From the evaluation result immediately after the synthesis, Examples 5 to 10 (antimicrobial and antiviral compositions with the antimicrobial and antiviral material and a photocatalyst being combined) and Comparative Examples 6 to 9 (antimicrobial and antiviral composition without the silica-coating layer) and Comparative Example 11 (antimicrobial and antiviral composition with a silica-coating layer containing a small amount of silica and with cuprous oxide and a photocatalyst being combined) displayed viral inactivation capacity in a dark place and improved viral inactivation capacity under light irradiation.

Accordingly, any profound difference could not be confirmed among the compositions.

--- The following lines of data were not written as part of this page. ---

PR #692, opened 2018-08-16
Add `GitState`, `Environment` to the `VersionInfo`

wchargin:
Summary:
The version number displayed in the application now displays much more
specific information. It now lists the Git commit from which the build
was constructed, and will identify whether we have accidentally deployed
a development instance (which would be slow) or an instance with
uncommitted changes (which would be bad).

The version information is computed during the initialization of the
Webpack config. For development, this means that it is computed when you
run `yarn start`, and not updated thenafter. If the stale information
presents actual confusion, we would need to backport Webpack 4’s support
for runtime values in `DefinePlugin` to Webpack 3 (or upgrade Webpack
by a major version).

Test Plan:
The logic for `GitState` and `Environment` has existing tests. With both
a clean tree and a dirty tree, run `yarn start` and build the static
site, and check that the resulting versions are correct.

wchargin-branch: use-rich-version-types

### DIFF
--- a/config/env.js
+++ b/config/env.js
@@ -1,7 +1,12 @@
 // @flow
+const {spawnSync, execFileSync} = require("child_process");
 const fs = require("fs");
+const stringify = require("json-stable-stringify");
 const path = require("path");
+
 const paths = require("./paths");
+
+/*:: import type {GitState} from "../src/app/version"; */
 
 // Make sure that including paths.js after env.js will read .env variables.
 delete require.cache[require.resolve("./paths")];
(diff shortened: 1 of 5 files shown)


config/env.js
```diff
@@ -55,11 +60,69 @@ process.env.NODE_PATH = (process.env.NODE_PATH || "")
...
+
+  const commitTimestamp = execFileSync(
+    "git",
+    [
+      "-C",
+      __dirname,
+      "show",
+      "--no-patch",
+      "--format=%cd",
+      "--date=format:%Y%m%d-%M%S",
```
decentralion: might be nice to know the hour too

On the other hand, the evaluation result after maintained in an environmental test chamber shows that

Comparative Examples 6 to 9 without the silica-coating layer) and Comparative Example 11 with a silica-coating layer containing a small amount of silica can not display high viral inactivation capacity even if combined with a photocatalyst as Examples 5 to 10.

The antimicrobial and antiviral composition of Comparative Example 10 with cuprous oxide and aluminum oxide having no photocatalytic performance being combined displayed viral inactivation capacity in a dark place immediately after the synthesis but could not be confirmed to improve the viral inactivation capacity under light irradiation . Furthermore, the antimicrobial and antiviral composition of Comparative Example 10 decreased the viral inactivation capacity after maintained in an environmental test chamber.

Therefore, as Examples 5 to 10, the antimicrobial and antiviral compositions with the antimicrobial and antiviral material and a photocatalyst being combined was confirmed to maintain high viral inactivation capacity in the light of the resistance to temperature and humidity and the durability.